The predator lived about 280 million years ago during the early Permian period; that was during the time of Pangea and about 40 million years before dinosaurs evolved. Previously, scientists found that these creatures flourished in hot, coal swamps along the equator in what is now North America and Europe. But the recent discovery in Namibia, which was once encrusted with glaciers and ice, is prompting questions about the emergence of tetrapods.
The discovery also highlights how marginalized sites in South America and Africa have been in the world of paleontology.

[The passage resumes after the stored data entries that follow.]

Issue #1133, opened 2025-02-28
Should `Series[Any]` be used internally instead of `Series`?


MarcoGorelli:
Currently, `Series` is used in several places where the inner type of the Series isn't known, e.g.:

https://github.com/pandas-dev/pandas-stubs/blob/25fe8aae43dd8b4f018303376456f2a434fea15f/pandas-stubs/core/series.pyi#L864-L871

There's a couple of issues I'm running into with this

First, the pyright-strict job marks this as partially unknown:

```
/home/runner/work/pandas-stubs/pandas-stubs/tests/test_series.py:1039:5 - error: Type of "compare" is partially unknown
Type of "compare" is "Overload[(other: Series[Unknown], align_axis: Literal['index', 0], keep_shape: bool = ..., keep_equal: bool = ...) -> Series[Unknown], (other: Series[Unknown], align_axis: Literal['columns', 1] = ..., keep_shape: bool = ..., keep_equal: bool = ...) -> DataFrame]" (reportUnknownMemberType)
```

Second, when using `pyright` with `--verifytypes` to look for uncovered parts of the public API, this is flagged as "unknown type":

```json
            {
                "category": "function",
                "name": "pandas.testing.assert_series_equal",
                "referenceCount": 1,
                "isExported": true,
                "isTypeKnown": false,
                "isTypeAmbiguous": false,
                "diagnostics": [
                    {
                        "file": "/home/marcogorelli/type_coverage_py/.pyright_env_pandas/lib/python3.12/site-packages/pandas/_testing/__init__.pyi",
                        "severity": "error",
                        "message": "Type of parameter \"left\" is partially unknown\n  Parameter type is \"Series[Unknown]\"\n    Type argument 1 for class \"Series\" has unknown type",
                        "range": {
                            "start": {
                                "line": 4,
                                "character": 27
                            },
                            "end": {
                                "line": 4,
                                "character": 46
                            }
                        }
                    },
```

Would it be OK to use `Series[Any]` instead of just `Series` in such cases? Or, as some libraries do, to introduce a type alias `Incomplete: TypeAlias = Any` to mean "we should be able to narrow down the type but for now we're not doing so" and use that in some cases

The latter use-case (`--verifytypes`) can, I think, really help to prioritise which stubs to add

Dr-Irv:
We've had discussion about this in another PR.  See https://github.com/pandas-dev/pandas-stubs/pull/1093#issuecomment-2640276735

[...]

PR #1146, opened 2025-03-06
Introduce UnknownSeries and UnknownIndex, type `core.strings.pyi` using them

MarcoGorelli:
One step towards https://github.com/pandas-dev/pandas-stubs/issues/1133

I think one way to address this issue could be to do it incrementally - when you type a module strictly, add that to the `pyproject.toml` so that it stays strictly typed. Then gradually the partially unknown types will go away

🤔 this isn't quite working, trying to fix it up


pandas-stubs/_typing.pyi
```diff
@@ -576,6 +576,9 @@ S2 = TypeVar(
     | list[str],
 )
 
+UnknownSeries: TypeAlias = Series[Any]
+UnknownIndex: TypeAlias = Index[Any]
```
Dr-Irv, line 580: I would suggest making `UnknownSeries` and `UnknownIndex` classes, e.g.,
```python
class UnknownSeries(Series[Any]):
    ...
```

pyproject.toml
```diff
@@ -201,6 +201,12 @@ show_error_context = false
 show_column_numbers = false
 show_error_codes = true
 
+[[tool.mypy.overrides]]
```
Dr-Irv, line 204: shouldn't this be for `pyright`, not `mypy` ??

pandas-stubs/_typing.pyi
MarcoGorelli: sure - just for my edification, what's the difference/advantage?

Dr-Irv: I think that the type checker will treat it as a class.  When you create the `TypeAlias`, it is still going to see the type as partially unknown.  But the class is an actual type that is unknown.

pandas-stubs/_typing.pyi
```diff
@@ -576,6 +576,9 @@ S2 = TypeVar(
     | list[str],
 )
 
+class UnknownSeries(Series[Any]): ...
+class UnknownIndex(Index[Any]): ...
```
Dr-Irv, line 580: I think these should move to `core/series.pyi` and `core/indexes/base.pyi`, respectively

pandas-stubs/core/strings.pyi
```diff
@@ -58,7 +63,7 @@ class StringMethods(NoNewAttributesMixin, Generic[T, _TS, _TM, _TS2]):
     @overload
     def cat(
         self,
-        others: Series | pd.Index | pd.DataFrame | np.ndarray | list[Any],
+        others: UnknownIndex | pd.DataFrame | npt.NDArray[Any] | list[Any],
```
Dr-Irv, line 66: Shouldn't `UnknownSeries` also be in here?

tests/test_series.py
```diff
@@ -86,6 +87,7 @@
         UIntDtypeArg,
         VoidDtypeArg,
     )
+    from pandas._typing import UnknownSeries  # noqa: F401
```
Dr-Irv, line 90: I think you can move this up to the previous import in lines 63-73

Dr-Irv (changes requested):

tests/test_series.py
MarcoGorelli: I think that, but then `ruff` removes it as it's unused (as it's only used in `check`, which `ruff` doesn't recognise as usage? 

I think it's similar to

https://github.com/pandas-dev/pandas-stubs/blob/fd6188aec2e823679bbdb9416c88ce9e3b9f988a/tests/test_series.py#L91

pandas-stubs/core/strings.pyi
MarcoGorelli: yup, thanks!

pandas-stubs/core/strings.pyi
```diff
@@ -160,7 +167,7 @@ class StringMethods(NoNewAttributesMixin, Generic[T, _TS, _TM, _TS2]):
     def count(self, pat: str, flags: int = ...) -> Series[int]: ...
     def startswith(self, pat: str | tuple[str, ...], na: Any = ...) -> Series[bool]: ...
     def endswith(self, pat: str | tuple[str, ...], na: Any = ...) -> Series[bool]: ...
-    def findall(self, pat: str, flags: int = ...) -> Series: ...
+    def findall(self, pat: str, flags: int = ...) -> UnknownSeries: ...
```
MarcoGorelli, line 170: this can be narrowed down actually, it should be `Series[list[str]]`, looks like that pattern is used elsewhere (e.g. `rsplit`)

pandas-stubs/_typing.pyi
Dr-Irv: You have two options then.  

1. Allow `UnknownSeries` and `Series[str]` (and whatever other bound versions of `Series[S1]` are needed) in the argument list
2. Allow `UnknownSeries` and `Series[S1]` which would allow all known and unknown series.

If the `TypeAlias` solves the strict problem, that's great, but I'd be surprised if it does.

tests/test_series.py
Dr-Irv: If you do
```python
if TYPE_CHECKING:
    from pandas.core.series import (
        OffsetSeries,
        TimedeltaSeries,
        TimestampSeries,
        UnknownSeries,
    )
else:
    TimedeltaSeries: TypeAlias = pd.Series
    TimestampSeries: TypeAlias = pd.Series
    OffsetSeries: TypeAlias = pd.Series
    UnknownSeries: TypeAlias = pd.Series
```
Then take away the quotes from `UnknownSeries` in the test, ruff won't remove it.

pandas-stubs/core/strings.pyi
Dr-Irv: OK - go for it

pandas-stubs/_typing.pyi
MarcoGorelli: Sure, just tried it and it looks like it works

Simple reproducer:

with `foo/__init__.py` as
```python


def func(a: list) -> None:
    return None

__all__ = ['func']
```
I get (`pyright --verifytypes foo`)
```
Symbols used in public interface:
foo.func
  /home/marcogorelli/tmp-repo/foo/__init__.py:4:5 - error: Type of parameter "a" is partially unknown
    Parameter type is "list[Unknown]"
      Type argument 1 for class "list" has unknown type
```

But if I instead have
```python

from typing import TypeAlias, Any

UnknownList: TypeAlias = list[Any]

def func(a: UnknownList) -> None:
    return None

__all__ = ['func']
```
then I get
```
Symbols exported by "foo": 2
  With known type: 2
  With ambiguous type: 0
  With unknown type: 0
```

Dr-Irv: Great.  That's good to know.

tests/test_series.py
```diff
@@ -1665,8 +1669,17 @@ def test_series_overloads_cat():
...
+        ),
+        UnknownSeries,
+    )
+    check(
+        assert_type(
+            s.str.cat(pd.Series(["A", "B", "C", "D", "E", "F", "G"]), sep=";"),
+            UnknownSeries,
+        ),
+        UnknownSeries,
     )
```
MarcoGorelli, line 1683: the return type of `cat` is the TypeVar `T`, so I think the intention might have been to preserve the input Series type?

anyway, i think that's out of scope for this PR, but I've opened https://github.com/pandas-dev/pandas-stubs/issues/1149to track it

pandas-stubs/core/strings.pyi
```diff
@@ -58,7 +62,9 @@ class StringMethods(NoNewAttributesMixin, Generic[T, _TS, _TM, _TS2]):
     @overload
     def cat(
         self,
-        others: Series | pd.Index | pd.DataFrame | np.ndarray | list[Any],
+        others: (
+            Series[str] | Index[str] | pd.DataFrame | npt.NDArray[np.str_] | list[str]
```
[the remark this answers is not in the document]
MarcoGorelli: It'll still be supported to pass that, because `Any` turns off the type checker for the inner type

minimal reproducer: https://mypy-play.net/?mypy=latest&python=3.12&gist=2186fa9a76052e0309b9f8af68e75172

Dr-Irv (changes requested):
I couldn't comment on the code changes suggested below, but I'd like to suggest the following:

1. Change the references to `StringMethods` in `core/series.pyi` and `core/indexes/base.pyi` to make `Series[str]` and `Index[str]` the first argument.  Then in `core/strings.pyi` the first argument of the `Generic` called `T` will get bound to that type.
2. Update the tests for the string methods in `test_series.py` and `test_indexes.py` to test for the return type of `Series[str]` and `Index[str]` as appropriate.
3. For `test_indexes.py`, we could use a set of tests on the string methods similar to the ones in `test_series.py`

If you think we should do this in a separate PR, I'm OK with that as well.

pandas-stubs/core/strings.pyi
```diff
@@ -172,15 +176,27 @@ class StringMethods(NoNewAttributesMixin, Generic[T, _TS, _TM, _TS2]):
...
-    def extract(self, pat: str, flags: int = ..., *, expand: Literal[False]) -> T: ...
+    def extract(
+        self, pat: str, flags: int = ..., *, expand: Literal[False]
+    ) -> Series[type[object]]: ...
     def extractall(self, pat: str, flags: int = ...) -> pd.DataFrame: ...
-    def find(self, sub: str, start: int = ..., end: int | None = ...) -> T: ...
-    def rfind(self, sub: str, start: int = ..., end: int | None = ...) -> T: ...
+    def find(
+        self, sub: str, start: int = ..., end: int | None = ...
+    ) -> Series[int]: ...
```
Dr-Irv, line 189: This won't work for `Index`:
```python
>>> ind = pd.Index(["abc", "cba", "def"])
>>> ind.str.find("a")
Index([0, 2, -1], dtype='int64')
```
So I think for `StringMethods`, you have to add an extra argument to the `Generic` parameter that would be `Series[int]` or `Index[int]` based on the return types of the methods that return the sequences of `int`

Similar to how it is done for `expand`

tests/test_string_accessors.py
```diff
@@ -0,0 +1,398 @@
...
+    check(
+        assert_type(
+            s.str.cat(pd.Series(["A", "B", "C", "D", "E", "F", "G"]), sep=";"),
+            "pd.Series[str]",
+        ),
+        pd.Series,
+        str,
+    )
+    unknown_s = pd.DataFrame({"a": list("abcdefg")})["a"]
+    check(assert_type(s.str.cat(unknown_s, sep=";"), "pd.Series[str]"), pd.Series, str)
```
Dr-Irv, line 327: I think you should also test things like:
```python
check(assert_type(unknown_s.str.cat(s, sep=";"), "pd.Series[str]"), pd.Series, str)
check(assert_type(unknown_s.str.cat(unknown_s, sep=";"), "pd.Series[str]"), pd.Series, str)
```
Ideally, we should do this for all of the methods to make sure that when an `UnknownSeries` or `UnknownIndex` is passed, then we get an `pd.Series[str]` and `Index[str]` respectively.

pandas-stubs/core/series.pyi
```diff
@@ -1156,7 +1156,16 @@ class Series(IndexOpsMixin[S1], NDFrame):
...
+    ) -> StringMethods[
+        Self,
+        DataFrame,
+        Series[bool],
+        Series[list[str]],
+        Series[int],
+        Series[bytes],
+        Series[str],
+        Series[type[object]],
+    ]: ...
```
Dr-Irv, line 1168: Might be worth doing this (and similar for `Index`):
```python
@overload
@property
 def str(
        self: Series[str]
    ) -> StringMethods[
        Self,
        DataFrame,
        Series[bool],
        Series[list[str]],
        Series[int],
        Series[bytes],
        Series[str],
        Series[type[object]],
    ]: ...
@overload
@property
 def str(
        self: Series[S1]
    ) -> Never: ...
```
I *think* this will cause both `Series[str]` and `UnknownSeries` (and `Series[Any]`) to match the first overload, but the second overload should be flagged as incorrect, if, for example, you had
```python
s = pd.Series([1,2,3])
s.str.startswith("abc")
```
which fails at runtime, but we can detect with typing,  and we can test for this (see tests that use `TYPE_CHECKING_INVALID_USAGE`) .

The overloads will overlap, but we can put in a `# type: ignore` and `#pyright: ignore` to handle that.

Dr-Irv (changes requested):
Thanks for doing all of this work.  It is a nice improvement to the stubs. 

I think that all the methods that have `->T` should be `-> _TSTR`

Because we know these are string methods, so even if the type of the `Series` (or `Index`) is unknown, we know we will be returning `Series[str]` or `Index[str]`

pandas-stubs/core/series.pyi
MarcoGorelli: this doesn't work for me, I get
```
  /home/marcogorelli/pandas-stubs-dev/tests/test_string_accessors.py:308:23 - error: "assert_type" mismatch: expected "str" but received "Never" (reportAssertTypeFailure)
  /home/marcogorelli/pandas-stubs-dev/tests/test_string_accessors.py:309:23 - error: "assert_type" mismatch: expected "str" but received "Never" (reportAssertTypeFailure)
  /home/marcogorelli/pandas-stubs-dev/tests/test_string_accessors.py:312:13 - error: "assert_type" mismatch: expected "Series[str]" but received "Never" (reportAssertTypeFailure)
  /home/marcogorelli/pandas-stubs-dev/tests/test_string_accessors.py:320:13 - error: "assert_type" mismatch: expected "Series[str]" but received "Never" (reportAssertTypeFailure)
  /home/marcogorelli/pandas-stubs-dev/tests/test_string_accessors.py:327:23 - error: "assert_type" mismatch: expected "Series[str]" but received "Never" (reportAssertTypeFailure)
  /home/marcogorelli/pandas-stubs-dev/tests/test_string_accessors.py:358:23 - error: "assert_type" mismatch: expected "DataFrame" but received "Never" (reportAssertTypeFailure)
  /home/marcogorelli/pandas-stubs-dev/tests/test_string_accessors.py:360:21 - error: "assert_type" mismatch: expected "DataFrame" but received "Never" (reportAssertTypeFailure)
  /home/marcogorelli/pandas-stubs-dev/tests/test_string_accessors.py:364:13 - error: "assert_type" mismatch: expected "Series[type[object]]" but received "Never" (reportAssertTypeFailure)
  /home/marcogorelli/pandas-stubs-dev/tests/test_string_accessors.py:371:13 - error: "assert_type" mismatch: expected "Series[type[object]]" but received "Never" (reportAssertTypeFailure)
```

MarcoGorelli:
thanks, have updated

> I think that all the methods that have ->T should be -> _TSTR

I think the only exception is `str.slice`, which preserves the type. but I've gone ahead and done this for others 👍

pandas-stubs/core/series.pyi
Dr-Irv: I got something to work for `Series` .  See https://github.com/Dr-Irv/pandas-stubs/tree/pr1146 and this commit: https://github.com/pandas-dev/pandas-stubs/commit/164bc27185bf213fd7da942414bf2e2935bf8a1d

Had to find something I wrote about in `mypy` a while back:  https://github.com/python/mypy/issues/9937

So you can do something similar for `Index`.  And ideally add some tests for some of the other string methods when the `Series` or `Index` has an unknown subtype.

MarcoGorelli:
Regarding https://github.com/pandas-dev/pandas-stubs/pull/1146#discussion_r1987936530, is it OK if we leave that to a separate PR please?

Partially because I feel like the scope here keeps increasing, and partially because I'm not sure it's correct - for example, if I have
```python
import pandas as pd
from typing import Any

def func(a: pd.Series[Any]) -> None:
    reveal_type(a.str.upper())
```
then with that commit, we get `Revealed type is "Any"`, whereas without it we get `Revealed type is "pandas.core.series.Series[builtins.str]"`

Dr-Irv:
> Regarding [#1146 (comment)](https://github.com/pandas-dev/pandas-stubs/pull/1146#discussion_r1987936530), is it OK if we leave that to a separate PR please?
> 
> Partially because I feel like the scope here keeps increasing, and partially because I'm not sure it's correct - for example, if I have
> 
> ```python
> import pandas as pd
> from typing import Any
> 
> def func(a: pd.Series[Any]) -> None:
>     reveal_type(a.str.upper())
> ```
> 
> then with that commit, we get `Revealed type is "Any"`, whereas without it we get `Revealed type is "pandas.core.series.Series[builtins.str]"`

OK.  It's a `mypy` bug.  Ugh.

tests/test_string_accessors.py
```diff
@@ -0,0 +1,417 @@
...
+    _check(assert_type(s.str.title(), "pd.Series[str]"))
+    _check(
+        assert_type(s.str.translate({241: "n"}), "pd.Series[str]"),
+    )
+    _check(assert_type(s.str.upper(), "pd.Series[str]"))
+    _check(assert_type(s.str.wrap(80), "pd.Series[str]"))
+    _check(assert_type(s.str.zfill(10), "pd.Series[str]"))
+    s_bytes = pd.Series([b"a1", b"b2", b"c3"])
+    _check(assert_type(s_bytes.str.decode("utf-8"), "pd.Series[str]"))
+    s_list = pd.Series([["apple", "banana"], ["cherry", "date"], [1, "eggplant"]])
```
Dr-Irv, line 142:
```suggestion
    s_list = pd.Series([["apple", "banana"], ["cherry", "date"], ["pear", "eggplant"]])
```
I think we want to test that `s_list` is of type `Series[list[str]]`, but with the way it is written, it will get typed as `Series[Any]`

tests/test_string_accessors.py
```diff
@@ -0,0 +1,417 @@
...
+    _check(
+        assert_type(idx.str.translate({241: "n"}), "pd.Index[str]"),
+    )
+    _check(assert_type(idx.str.upper(), "pd.Index[str]"))
+    _check(assert_type(idx.str.wrap(80), "pd.Index[str]"))
+    _check(assert_type(idx.str.zfill(10), "pd.Index[str]"))
+    idx_bytes = pd.Index([b"a1", b"b2", b"c3"])
+    _check(assert_type(idx_bytes.str.decode("utf-8"), "pd.Index[str]"))
+    idx_list: "pd.Index[list]" = pd.Index(
+        [["apple", "banana"], ["cherry", "date"], [1, "eggplant"]]
```
Dr-Irv, line 178: same comment here

Dr-Irv (changes requested):
just a couple of tests to change, otherwise OK

Dr-Irv (approved):
Thanks @MarcoGorelli .  Long journey, but a really nice improvement to the stubs!

MarcoGorelli:
thanks for your careful review, much appreciated!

“It was displaced in time, displaced regionally and also far too big,” said Claudia Marsicano, a paleontologist at the University of Buenos Aires and an author of a paper describing the animal in the journal Nature on Wednesday. “There were a lot of things that made it unique.”
About 400 million years ago, colosteids and other early tetrapods first evolved. But when the archaic tetrapods disappeared from the jungles of North America and Europe, researchers believed they had gone extinct.
Only, Gaiasia has been discovered about 20 million years later than expected, said Marsicano. Existing in cool waterways may have helped these early tetrapods gain their massive size as well, as competition for meals may have been rarer than those of their jungle-bound counterparts.